:: INSTRUCTIONS FOR THE TASK ::
For the entries that follow, state how many lines include the word "MikaelSmith", giving the number and nothing else.

────────────────────────────────────────

PR #325, opened 2024-09-20
feat: uc-iad3-dev - redeployment for bravo iteration

skrobul:
This PR includes various changes required to move us to a multi-node, full K8s cluster that replaced K3s.

Related: https://github.com/RSS-Engineering/undercloud-deploy/pull/148

Closes PUC-518

### DIFF
--- a/apps/appsets/components.yaml
+++ b/apps/appsets/components.yaml
@@ -163,16 +163,14 @@ spec:
                               value: '{{.name }}-cluster-issuer'
                 - component: argo-events
                   skipComponent: '{{has "argo-events" ((default "[]" (index .metadata.annotations "uc_skip_components") | fromJson))}}'
-                  source:
-                    repoURL: '{{index .metadata.annotations "uc_repo_git_url"}}'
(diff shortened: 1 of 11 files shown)


apps/appsets/components.yaml
```diff
@@ -163,16 +163,14 @@ spec:
...
-                    - group: ''
-                      kind: ServiceAccount
-                      name: workflow
-                      jsonPointers:
-                        - /imagePullSecrets
+                  sources:
+                    - repoURL: '{{index .metadata.annotations "uc_repo_git_url"}}'
+                      targetRevision: '{{index .metadata.annotations "uc_repo_ref"}}'
+                      path: 'components/argo-events'
+                    - repoURL: '{{index .metadata.annotations "uc_deploy_git_url"}}'
```
cardoe, line 170: Only concern on this one is that this path doesn't exist by default.

cardoe (approved):

apps/appsets/components.yaml
cardoe: That's the `secrets/$DEPLOY_NAME/argo-events` PATH.

PR #328, opened 2024-09-20
chore: migrate nodes to live in baremetal project

cardoe:
Move the project that our servers live in and get controlled in do a new domain called 'infra' with a project called 'baremetal'

### DIFF
--- a/components/keystone/aio-values.yaml
+++ b/components/keystone/aio-values.yaml
@@ -10,17 +10,17 @@ bootstrap:
           --user="${OS_USERNAME}" \
           --domain="${OS_DEFAULT_DOMAIN}" \
           "admin"
-    # create 'argoworkflow' user
-    # credentials for ironic-nautobot-sync and other argo workflows
-    openstack project create undercloud --or-show
-    openstack user create --project undercloud --password demo argoworkflow --or-show
-    openstack role add --user argoworkflow --project undercloud member
-    openstack role add --user argoworkflow --project undercloud admin
-    # allow ironic user to see servers in undercloud project
-    openstack role add --project undercloud --user ironic --user-domain service  member
+    # create 'infra' domain
+    openstack domain create --or-show infra
+    # create 'baremetal' project for our ironic nodes to live in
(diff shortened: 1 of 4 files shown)


components/keystone/aio-values.yaml
```diff
@@ -10,17 +10,17 @@ bootstrap:
...
-    # allow ironic user to see servers in undercloud project
-    openstack role add --project undercloud --user ironic --user-domain service  member
+    # create 'infra' domain
+    openstack domain create --or-show infra
+    # create 'baremetal' project for our ironic nodes to live in
+    openstack project create --or-show --domain infra baremetal
+    # create 'argoworkflow' user for automation
+    openstack user create --or-show --domain infra --password demo argoworkflow
+    # give 'argoworkflow' 'admin' over the 'baremetal' project
+    openstack role add --user-domain infra --project-domain infra --user argoworkflow --project baremetal admin
```
nicholaskuechler, line 20: I think we still need member role for horizon ui access

components/keystone/aio-values.yaml
```diff
@@ -10,17 +10,17 @@ bootstrap:
...
+
+    # this is too early because ironic won't exist
     openstack role add --project service --user ironic --user-domain service service
-    # add 'demo' user to have 'member' role, needed for horizon dashboard use
-    openstack role add --user demo --project undercloud member
```
nicholaskuechler, line 23: I think we still need member role for horizon ui access

components/keystone/aio-values.yaml
cardoe: Will the `argoworkflow` user be logging into the horizon UI? People should be logging in as themselves and not the service account.

components/keystone/aio-values.yaml
cardoe: Okay here.

cardoe: I've made `demo` be part of `ucuser`.

skrobul (approved):
let's see what breaks

PR #329, opened 2024-09-20
chore: bump mariadb operator to 0.26.0

cardoe:
The mariadb-operator had a breaking API change. This upgrades to the 0.26.0 CRDs so that we can move to the newer version. This has to be done in increments to handle all the upgrades.


nicholaskuechler (approved):

cardoe:
Nick's right. We'll not merge this until it's fully up to date.

PR #332, opened 2024-09-23
fix: back port allowing newer boot methods on iDRAC

cardoe:
With OpenStack Ironic 2024.2 we'll be able to use HTTP based boot methods. This back ports this to our 2024.1


cardoe:
Switched to 2024.2 so this is unblocked.

PR #342, opened 2024-09-24
fix: argo_python: revert change of owner_name lookup

skrobul:
The owner_name variable refers to a pod name, so that Secret can be automatically cleaned up by kubernetes when the Pod is removed.


stevekeay (approved):

cardoe (approved):
It's a revert to make it work but ultimately we want to improve on this. But this fixes what's broken so merge.

PR #343, opened 2024-09-25
fix: sync_interfaces: make the port names unique

skrobul:
Ironic's database schema requires the baremetal port names to be unique so we prepend the Node ID.


stevekeay (approved):

cardoe (approved):
Well that was unfortunate. Good solution.

PR #356, opened 2024-10-02
feat: adds openstack-exporter for prometheus

nicholaskuechler:


apps/appsets/components.yaml
```diff
@@ -188,6 +188,27 @@ spec:
...
+                      targetRevision: '{{index .metadata.annotations "uc_deploy_ref"}}'
+                      ref: secrets
+                      path: 'secrets/{{.name}}/openstack-exporter'
+                    - repoURL: registry.scs.community/openstack-exporter
+                      chart: prometheus-openstack-exporter
+                      targetRevision: 0.4.5
+                      helm:
+                        releaseName: prometheus-openstack-exporter
+                        valueFiles:
+                          - $understack/components/openstack-exporter/values.yaml
```
cardoe, line 209: If we don't need this file then just drop it.

apps/appsets/components.yaml
```diff
@@ -188,6 +188,27 @@ spec:
...
                       targetRevision: '{{index .metadata.annotations "uc_repo_ref"}}'
                       path: 'components/chrony'
+                - component: openstack-exporter
+                  componentNamespace: monitoring
+                  skipComponent: '{{has "openstack-exporter" ((default "[]" (index .metadata.annotations "uc_skip_components") | fromJson))}}'
+                  sources:
+                    - repoURL: '{{index .metadata.annotations "uc_repo_git_url"}}'
+                      targetRevision: '{{index .metadata.annotations "uc_repo_ref"}}'
+                      path: 'components/openstack-exporter'
+                      ref: understack
```
cardoe, line 198: Since we're not using anything from here just drop this section.

apps/appsets/components.yaml
```diff
@@ -188,6 +188,27 @@ spec:
...
+                    - repoURL: '{{index .metadata.annotations "uc_deploy_git_url"}}'
+                      targetRevision: '{{index .metadata.annotations "uc_deploy_ref"}}'
+                      ref: secrets
+                      path: 'secrets/{{.name}}/openstack-exporter'
```
cardoe, line 202: Is there actually any secrets needing to be applied? Or this is just the ref for the helm-config? Cause if its just the ref then drop the path.

cardoe (changes requested):

apps/appsets/components.yaml
nicholaskuechler: We'll need it in the future, but I've removed it for now.

apps/appsets/components.yaml
nicholaskuechler: We'll need it in the future, but I've removed it for now.

apps/appsets/components.yaml
nicholaskuechler: We'll need it in the future, but I've removed it for now.

cardoe (approved):

PR #935, opened 2025-05-15
device_type data provided as volume mount

haseebsyed12:
Providing [nautobot-device-types-repo](https://github.com/RSS-Engineering/undercloud-nautobot-device-types) as volume.

Previously we were doing this way https://github.com/RSS-Engineering/undercloud-rackspace/blob/main/ansible/roles/device_types/tasks/main.yml#L4-L45


skrobul (commented):
Where is this volume mount set up? Also, can we have a customizable path in case someone wants to run same ansible locally, not from the container?

PR #936, opened 2025-05-19
feat: creating neutron objects in openstack using ansible

haseebsyed12:


stevekeay (commented):
Does this need to be different playbooks for neutron/ironic?  Is that a technical limitation in ansible?

It seems like we would want all of this or none of this, I can't see a scenario where we would want to populate ironic but not neutron.

PR #938, opened 2025-05-22
fix: Sync all openstack projects to nautobot, not just the user ones

stevekeay:
This --only-domain parameter prevents projects from being created or updated in nautobot unless they are part of the "default" domain.

This means the infra project is not created in nautobot, which in turn means that out "infra" networks can't be created in nautobot.

We can't just create a user-style project to contain those networks because rbac restrictions prevent it.  So, just allow the infra project to appear in nautobot.  Why not, anyhow?

### DIFF
--- a/python/understack-workflows/tests/test_sync_keystone.py
+++ b/python/understack-workflows/tests/test_sync_keystone.py
@@ -42,7 +42,6 @@ def test_parse_object_id(arg_list, context, expected_id):
         assert args.object == expected_id
 
 
-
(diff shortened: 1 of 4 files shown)


stevekeay:
Given that:
- openstack "domain" acts a namespace for projects
- nautobot tenants are all in a flat namespace
- nautobot requires tenant names to be unique

A better idea seems to be to create tenants in nautobot with names in the form:

    "{domain_name}:{project_name}"

PR #972, opened 2025-06-10
feat: nautobot operator

abhimanyu003:
Closing thi PR in favor of https://github.com/rackerlabs/understack/pull/1057


cardoe:
We'll definitely want a rebase and to squish things together until we get passing.

cardoe (approved):
I think we should squash the commits together since a bunch fail and are just fixups.

Other questions Nautobot is a cluster scoped definition? So we couldn't have a Nautobot in different namespaces to test different ones in the same cluster?

There also seems to be plural vs non-plural in some cases.

PR #973, opened 2025-06-10
feat: run inspection on enroll

haseebsyed12:
this fix also contains patch https://review.opendev.org/c/openstack/ironic/+/951716 for using update_pxe_enabled flag to enable/disable port updation while inspect. In our case we disable it which is done in [https://github.com/RSS-Engineering/undercloud-deploy/pull/350](https://github.com/RSS-Engineering/undercloud-deploy/pull/350)

### DIFF
--- a/components/images-openstack.yaml
+++ b/components/images-openstack.yaml
@@ -22,12 +22,12 @@ images:
     keystone_fernet_setup: "ghcr.io/rackerlabs/understack/keystone:2024.2-ubuntu_jammy"
 
     # ironic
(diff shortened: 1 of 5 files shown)


cardoe (dismissed):
You can change the container references for testing but you need to revert that before merging. The PR will go away once it is merged.

skrobul:
>  You can change the container references for testing but you need to revert that before merging. The PR will go away once it is merged.

@cardoe  https://github.com/rackerlabs/understack/pull/974

PR #974, opened 2025-06-11
feat: check if the pr-XXX images are to be merged

skrobul:
This should stop us from accidentally merging code with reference to the ephermeral container images.

Example failure: https://github.com/rackerlabs/understack/actions/runs/15578200340


stevekeay (approved):
Nice idea.

PR #975, opened 2025-06-11
fix: use admin context when adding router subports

mfencik:


skrobul (approved):
+1 Please update the PR description to say why this was needed (RBAC issues)

PR #1015, opened 2025-06-13
fix(rabbitmq): set TTL to prevent notifications queues from growing indefinitely

nicholaskuechler:
References:
* https://www.rabbitmq.com/docs/ttl
* https://www.rabbitmq.com/kubernetes/operator/using-operator#override
* https://github.com/rabbitmq/cluster-operator/tree/main/docs/examples/import-definitions

### DIFF
--- a/components/glance/glance-rabbitmq-queue.yaml
+++ b/components/glance/glance-rabbitmq-queue.yaml
@@ -57,3 +57,20 @@ spec:
   rabbitmqClusterReference:
     name: rabbitmq  # rabbitmqCluster must exist in the same namespace as this resource
     namespace: openstack
+---
+apiVersion: rabbitmq.com/v1beta1
+kind: Policy
+metadata:
+  name: glance-notifications-ttl
+  namespace: openstack
+spec:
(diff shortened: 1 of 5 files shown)


skrobul (commented):
other resources in these files call out the `metadata->namespace: openstack` explicitly - do we want to set it for the policies too?

components/glance/glance-rabbitmq-queue.yaml
```diff
@@ -57,3 +57,20 @@ spec:
   rabbitmqClusterReference:
     name: rabbitmq  # rabbitmqCluster must exist in the same namespace as this resource
     namespace: openstack
+---
+apiVersion: rabbitmq.com/v1beta1
+kind: Policy
+metadata:
+  name: glance-ttl-policy
```
cardoe:
```suggestion
  name: glance-notifications
```

cardoe (commented):
minor nit so we can have different policies applied and it be obvious change these like this.

cardoe (approved):

PR #1026, opened 2025-06-17
fix(ironic): do not override OpenStack Helm default paths

cardoe:
These paths are defaulted within /var/lib/openstack-helm and should remain that way to avoid cross filesystem operations.

### DIFF
--- a/components/ironic/values.yaml
+++ b/components/ironic/values.yaml
@@ -70,8 +70,6 @@ conf:
     oslo_messaging_rabbit:
       rabbit_ha_queues: true
     pxe:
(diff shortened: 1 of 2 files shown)


cardoe:
> Do we want to update this one too:
> 
> ```
> containers/dnsmasq/dnsmasq/dnsmasq.conf.j2
> 98:tftp-root={{ env['TFTP_DIR'] | default('/var/lib/understack/master_iso_images') }}
> ```
> 
> Also bunch of things in deploy repo still refer to those paths

Good find. Yes to both.

skrobul (approved):

PR #1044, opened 2025-06-27
feat: add deployment of OpenStack Cinder

cardoe:
This adds a deployment of OpenStack Cinder via OpenStack Helm.


cardoe:
This is lacking any manipulation of the conf section. I need someone to take this over and craft some defaults.

PR #1070, opened 2025-07-10
feat: Adds alert automation using argo-events for NeutronAgentDown alerts

nicholaskuechler:
Adds an argo-events sensor and workflow for capturing alerts from AlertManager and running remediation commands to delete a neutron agent if the baremetal node no longer exists in ironic.


cardoe (commented):
This should really live with the workflows piece. This component directory is suppose to be for the deployment of the operator.

cardoe (approved):

PR #1074, opened 2025-07-15
PUC-1010: Netapp Cinder driver for loading cinder cleanly with minimal cinder conf

nidzrai:
[Bootstrapping the driver cleanly with our static config, Just enough to start the cinder volume service successfully](https://rackspace.atlassian.net/browse/PUC-1010)

This commit adds the initial structure for the NetApp Dynamic Cinder driver

The goal of this change is to ensure that the Cinder service loads without any errors when this driver is enabled, even with minimal configuration.

Key points:
- Initializes required methods and capabilities expected by Cinder
- Registers a backend under the `dynamic_netapp` config group
- Accepts metadata from volume type extra_specs ( hostname, username, password, protocol etc)
- Parses these dynamic values to prepare for backend selection
- [WIP]The NetApp REST client is defined but actual volume provisioning and connection logic (e.g., NVMe subsystem creation) is still pending

### DIFF
--- a/python/cinder-understack/cinder_understack/dynamic_netapp_driver.py
+++ b/python/cinder-understack/cinder_understack/dynamic_netapp_driver.py
@@ -1,0 +1,198 @@
+"""NetApp Dynamic SVM Cinder Driver"""
+from oslo_config import cfg
+from oslo_log import log as logging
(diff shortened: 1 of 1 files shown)


cardoe (changes requested):
Can you squash your lint fix commit into your main commit?

cardoe (approved):

PR #303, opened 2018-02-20
(BOLT-340) Properly escape strings when constructing commands

nicklewis:
Previously, we weren't always safely interpolating filenames and variables
into SSH commands. We now construct commands as arrays, using Shellquote to
properly escape them.

When interpolating task parameters to set powershell environment variables,
we were naively using just single quotes to escape the values. That doesn't
work if the value itself contains single quotes. We now use a single-quoted
here string to ensure that we get the literal value as intended.

### DIFF
--- a/lib/bolt/transport/winrm.rb
+++ b/lib/bolt/transport/winrm.rb
@@ -84,7 +84,7 @@ catch
 
           if ENVIRONMENT_METHODS.include?(input_method)
             arguments.each do |(arg, val)|
-              cmd = "[Environment]::SetEnvironmentVariable('PT_#{arg}', '#{val}')"
+              cmd = "[Environment]::SetEnvironmentVariable('PT_#{arg}', @'\n#{val}\n'@)"
               result = conn.execute(cmd)
               if result.exit_code != 0
                 raise EnvironmentVarError(var, value)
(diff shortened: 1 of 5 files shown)


MikaelSmith:
Got a few test failures.

nicklewis:
Updated, they should be working now. 🤞

nicklewis:
Ugh, rubocop failure. Fixed that one too...

lib/bolt/transport/winrm.rb
```diff
@@ -84,7 +84,7 @@ def run_task(target, task, arguments, _options = {})
 
           if ENVIRONMENT_METHODS.include?(input_method)
             arguments.each do |(arg, val)|
-              cmd = "[Environment]::SetEnvironmentVariable('PT_#{arg}', '#{val}')"
+              cmd = "[Environment]::SetEnvironmentVariable('PT_#{arg}', @'\n#{val}\n'@)"
```
Iristyle:
```
PS /Users/Iristyle/source/puppetlabs-dsc/pkg> [Environment]::SetEnvironmentVariable('PT_foo', @'                   >> some val                                                                                                        >> asd;f                                                                                                           >> '@)
```

Yields


```
PS /Users/Iristyle/source/puppetlabs-dsc/pkg> $env:PT_foo
some val
asd;f
```

👍

MikaelSmith: Where do we want to document the limitations of this?

PR #304, opened 2018-02-20
(BOLT-333) Fix packaging, some rename cleanup

MikaelSmith:
Fixes gem packaging to include `bolt-modules`. Also remove an unused variable.

### DIFF
--- a/bolt.gemspec
+++ b/bolt.gemspec
@@ -17,8 +17,8 @@ Gem::Specification.new do |spec|
                        Dir['lib/**/*.rb'] +
                        Dir['vendored/*.rb'] +
                        Dir['vendored/*/lib/**/*.rb'] +
-                       Dir['modules/boltlib/lib/**/*.rb'] +
-                       Dir['modules/boltlib/types/**/*.pp']
+                       Dir['bolt-modules/boltlib/lib/**/*.rb'] +
+                       Dir['bolt-modules/boltlib/types/**/*.pp']
   spec.bindir        = "exe"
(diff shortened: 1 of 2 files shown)


bolt-modules/boltlib/spec/functions/file_upload_spec.rb
```diff
@@ -23,7 +23,7 @@
     let(:message) { 'uploaded' }
     let(:result) { Bolt::Result.new(target, message: message) }
     let(:result_set) { Bolt::ResultSet.new([result]) }
-    let(:module_root) { File.expand_path(fixtures('modules', 'test')) }
+    let(:module_root) { File.expand_path(fixtures('bolt-modules', 'test')) }
```
adreyer: I don't think we need this isn't fixtures/modules created by rspec puppet

MikaelSmith: I'm not exactly sure what the replacement needs to be. We use module_root in the next line.

adreyer: You should be able to just undo this change. a helper will create spec/fixtures/modules is the correct path.

MikaelSmith: Ah, this path is setup by rspec-puppet. Not sure how to access it yet.

MikaelSmith: Done.

PR #305, opened 2018-02-20
(BOLT-344) Restore displaying errors for failed connection on the CLI

MikaelSmith:
Work on batching execution introduced a regression where errors would be
caught but not yielded to the event block passed to the executor.
Therefore the CLI would no longer report connection failures.

Restore yielding transport exceptions as error results if a block is
passed.

### DIFF
--- a/lib/bolt/transport/base.rb
+++ b/lib/bolt/transport/base.rb
@@ -42,13 +42,13 @@ module Bolt
 
       def with_events(target, callback)
         callback.call(type: :node_start, target: target) if callback
-        result = yield
-        @logger.debug("Result on #{target.uri}: #{JSON.dump(result.value)}")
-        callback.call(type: :node_result, result: result) if callback
-        result
-      rescue StandardError => ex
-        result = Bolt::Result.from_exception(target, ex)
-        @logger.debug("Failure on #{target.uri}: #{JSON.dump(result.value)}")
+
+        result = begin
+          yield
+        rescue StandardError => ex
+          Bolt::Result.from_exception(target, ex)
+        end
+
         callback.call(type: :node_result, result: result) if callback
         result
       end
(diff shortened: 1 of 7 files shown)


lib/bolt/transport/base.rb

────────────────────────────────────────

:: RESPONSE TO THE TASK ::
7